Condensed Unpredictability
This addresses a limitation in cryptographic key derivation, particularly relevant for applications like biometric data where entropy loss is critical, though it is incremental with caveats on circuit size and source requirements.
The paper tackles the problem of deriving a key with high HILL entropy from an unpredictable source without the significant entropy loss inherent in previous methods like Goldreich-Levin, and shows that in the high entropy regime, unpredictability implies HILL entropy, with a condenser reducing unpredictability entropy loss to 3 bits from a source with k bits.

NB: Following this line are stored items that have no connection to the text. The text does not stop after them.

PR #297, opened 2017-08-06
asdf validation error

nden:
The purpose of this PR is to illustrate a failing example. The schema is included here although for the example to work it should be placed under `asdf-standard/schema/.../transform`. The error I get is
```
ValidationError: mismatched tags, wanted 'tag:stsci.edu:jwst_pipeline/test_fail-1.1.0', got 'tag:stsci.edu:asdf/transform/test_fail-1.1.0'
```
The example to trigger the error:
```
from astropy.modeling import models as astmodels
from asdf import AsdfFile
from asdf.tags.transform import test_fail
fa=AsdfFile()
m=test_fail.TestFail(astmodels.Shift(1))
fa.tree['model']=m
 fa.write_to('test_fail.asdf')
```

If I don't specify `version='1.1.0'` in TestFailType, it defaults to version `1.0.0` and the error is
```
ValidationError: mismatched tags, wanted 'tag:stsci.edu:jwst_pipeline/test_fail-1.1.0', got 'tag:stsci.edu:asdf/transform/test_fail-1.0.0'
``` 
This only happens when a specific transform is defined in the schema, like `shift-1.1.0` here. If instead the schema requires `transform-1.1.0`, it works. Since all schemas we have in JWST sofar need a general `transform` and not a specific one this error just surfaced now. 

This is a simplified version of the real use case. @drdavella Do you see anything wrong with the example? If not, is this sufficient information to debug it?

### DIFF
--- a/asdf/tags/transform/test_fail.py
+++ b/asdf/tags/transform/test_fail.py
@@ -1,0 +1,42 @@
+from __future__ import absolute_import, division, unicode_literals, print_function
+
+from ... import yamlutil
+from .basic import TransformType
+from astropy.modeling.core import Model
+
+__all__ = ['TestFailType', 'TestFail']
+
+
+class TestFail(Model):
+    """
+    Class to compute the z coordinate through the NIRSPEC grating wheel.
+
+    """
+    separable = False
+
+    inputs = ("x",)
+    outputs = ("z",)
+
+    def __init__(self, tab, **kwargs):
+        self.tab = tab
+        super(TestFail, self).__init__(**kwargs)
+        
+    def evaluate(self, x):
+        return self.tab(x)
+
+    
+class TestFailType(TransformType):
+    name = "transform/test_fail"
+    types = [TestFail]
+    version = "1.1.0"
+
+
+    @classmethod
+    def from_tree_transform(cls, node, ctx):
+        tab = node['model']
+        return TestFail(tab)
+
+    @classmethod
+    def to_tree_transform(cls, model, ctx):
+        node = {'model': model.tab}
+        return yamlutil.custom_tree_to_tagged_tree(node, ctx)
--- a/asdf/tags/transform/__init__.py
+++ b/asdf/tags/transform/__init__.py
@@ -8,5 +8,6 @@ from .compound import *
 from .projections import *
 from .polynomial import *
 from .tabular import *
+from .test_fail import *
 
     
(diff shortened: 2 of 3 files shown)


drdavella:
@nden, I think the problem is that by default the `standard` field for an `AsdfType` object is `asdf` unless it is redefined in the child class. In this case, I believe that if you add `standard = 'jwst_pipeline'` to the definition of `TestFailType`, it should work.

asdf/tags/transform/test_fail.py
```diff
@@ -0,0 +1,42 @@
...
+        self.tab = tab
+        super(TestFail, self).__init__(**kwargs)
+        
+    def evaluate(self, x):
+        return self.tab(x)
+
+    
+class TestFailType(TransformType):
+    name = "transform/test_fail"
+    types = [TestFail]
```
drdavella: Try adding `standard = 'jwst_pipeline'` here

nden:
@drdavella I was trying to make a simple example showing the problem and forgot to change the standard. However, the example here is supposed to run/work within asdf and changing the standard in the schema definition to `asdf` does not help. I updated the schema to use `standard=asdf`. It only fails if a specific model is defined in the schema (in this example `shift`). If I specify `transform` instead it works. Any other concrete transform fails.

drdavella:
@nden, sorry I guess I skimmed the description of your issue a little too quickly. Is the error you get still the same? The error you pasted above seems to be related to the difference in values for `standard`, so I'm not sure if that was the original issue or just a side effect. 

The current version of the code fails because the tag is under `asdf/test_fail-1.1.0` but the relative schema path is to `../asdf/transform/shift-1.1.0`. which doesn't make sense. Is the tag supposed to be `asdf/transform/test_fail-1.10`? 

If I change the tag, then I get a different failure which is maybe what is actually wrong.

drdavella:
@nden I think I might actually know what the problem is. The `version` field of `TransformType` was never bumped to `1.1.0` when the associated schemas were updated. Since `ShiftType` inherits from `TransformType`, it is also pegged at the older version `1.0.0`, so the library can't find the right version of the schema.

This has been fixed on #294 and can be merged. That PR is based on #284 though, and that will need to be merged as well. I'm not sure if you want to review them quickly or whether I should just go ahead and pull them in.

nden:
@drdavella You are right. Bumping the `version` field of `TransformType` fixed it. I'll take a look at the PRs now.

drdavella:
@nden if it's easier we can just do a quick patch for the version now. I would like to get those PRs merged at some point though.

Issue #100, opened 2015-04-14
overwriting asdf files


nden:
This isn't urgent, I am simply reporting it so it's not forgotten.
When attempting to overwrite an asdf file on Windows I get an error:

```
In [17]: f1.write_to('foc2sky.asdf')
---------------------------------------------------------------------------
IOError                                   Traceback (most recent call last)
<ipython-input-17-1418e770a532> in <module>()
----> 1 f1.write_to('foc2sky.asdf')

C:\Anaconda\envs\gwcs\lib\site-packages\pyasdf-0.0.dev417-py2.7.egg\pyasdf\asdf.
pyc in write_to(self, fd, all_array_storage, all_array_compression, auto_inline,
 pad_blocks)
    586         original_fd = self._fd
    587
--> 588         self._fd = fd = generic_io.get_file(fd, mode='w')
    589
    590         self._pre_write(fd, all_array_storage, all_array_compression,

C:\Anaconda\envs\gwcs\lib\site-packages\pyasdf-0.0.dev417-py2.7.egg\pyasdf\gener
ic_io.pyc in get_file(init, mode, uri)
   1033             realpath = url2pathname(parsed.path)
   1034             return RealFile(
-> 1035                 open(realpath, realmode), mode, close=True,
   1036                 uri=uri)
   1037

IOError: [Errno 22] invalid mode ('wb') or filename: 'foc2sky.asdf'

```

On Linux the file is silently overwritten. Perhaps add a `clobber` argument to `write_to` similar to fits.

mdboom:
I'll see if I can reproduce this on Windows (but will have to reboot into Windows first).  I suspect it may because the file is already open under another handle (which is not allowed on Windows, but is on Unix).

I'm not crazy about adding a `clobber` option -- I think it's better for these things to behave the way the OS' underlying file routines behave so there's consistent expectations.  I've always thought the `clobber` in pyfits was a mistake, but I might be in the minority there.

embray:
I agree; I wish I could rip it out.  I don't want to deal with the fallout of that though.  People were mad enough when I made it raise a KeyError if you try to delete a keyword that doesn't exist.

mdboom:
I can't seem to reproduce this on Windows 8.  There must be something more to it than just overwriting a file.  Keeping the file handle open in the same process, or another process, and trying to write to it then works as well.  Can you provide a script to reproduce it?

nden:
[...]

PR #302, opened 2017-08-08
Add test to reproduce overwrite bug in issue #100

drdavella:
This attempts to reproduce the issue reported in #100. Since we are running on AppVeyor again, hopefully it will either reproduce the issue or demonstrate that it no longer exists.


drdavella:
@nden this PR adds a test for the overwrite bug on Windows that you reported in #100. Since the test passes on AppVeyor I'm inclined to close that issue unless you think it's still a problem.

PR #306, opened 2017-08-17
Display filename in supported version warning

### LINKED ISSUE #305: Display ASDF file name when warning about version mismatch
Requires modification to `fix_yaml_tag` in `asdftypes.py` and callers.

drdavella:
This fixes #305.

### DIFF
--- a/CHANGES.rst
+++ b/CHANGES.rst
@@ -43,6 +43,9 @@
 
 - Added command to ``asdftool`` to display available tags. [#303]
 
+- When possible, display name of ASDF file that caused version mismatch
+  warning. [#306]
+
 
 1.2.1(2016-11-07)
 -----------------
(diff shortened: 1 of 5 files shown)


drdavella:
@nden currently this is just a quick-and-dirty fix and should probably be cleaned up a little bit.

drdavella:
Need to add change log entry.

drdavella:
@nden this is ready for merge if it looks good to you.

nden:
LGTM. Thanks.

drdavella:
It looks like the warnings in the JWST pipeline are coming from FITS files with embedded ASDF, and unfortunately this fix doesn't handle that case. I'll open a new issue.

nden:
Yes, having the warnings display a filename is useful when creating reference files. I think we will have to suppress the warnings in the pipeline unless you have a better idea.

drdavella:
These warnings maybe should not be enabled by default. Maybe we can introduce some kind of "strict validation" mode which would cause these warnings to appear, but otherwise they are handled silently. I'll have to think about the best way to allow users to configure that.

On the other hand, I think the warnings introduced in #295 are more likely to indicate real sources of problems, and I think they should **not** be silenced by default. I actually ran the JWST pipeline against that PR and I don't believe that there were any new warnings as a result.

We consider the task of deriving a key with high HILL entropy from an unpredictable source. Previous to this work, the only known way to transform unpredictability into a key that was $\eps$ indistinguishable from having min-entropy was via pseudorandomness, for example by Goldreich-Levin (GL) hardcore bits. This approach has the inherent limitation that from a source with $k$ bits of unpredictability entropy one can derive a key of length (and thus HILL entropy) at most $k-2\log(1/ε)$ bits. In many settings, e.g. when dealing with biometric data, such a $2\log(1/ε)$ bit entropy loss in not an option. Our main technical contribution is a theorem that states that in the high entropy regime, unpredictability implies HILL entropy. The loss in circuit size in this argument is exponential in the entropy gap $d$. To overcome the above restriction, we investigate if it's possible to first "condense" unpredictability entropy and make the entropy gap small. We show that any source with $k$ bits of unpredictability can be condensed into a source of length $k$ with $k-3$ bits of unpredictability entropy. Our condenser simply "abuses" the GL construction and derives a $k$ bit key from a source with $k$ bits of unpredicatibily. The original GL theorem implies nothing when extracting that many bits, but we show that in this regime, GL still behaves like a "condenser" for unpredictability. This result comes with two caveats (1) the loss in circuit size is exponential in $k$ and (2) we require that the source we start with has \emph{no} HILL entropy (equivalently, one can efficiently check if a guess is correct). We leave it as an intriguing open problem to overcome these restrictions or to prove they're inherent.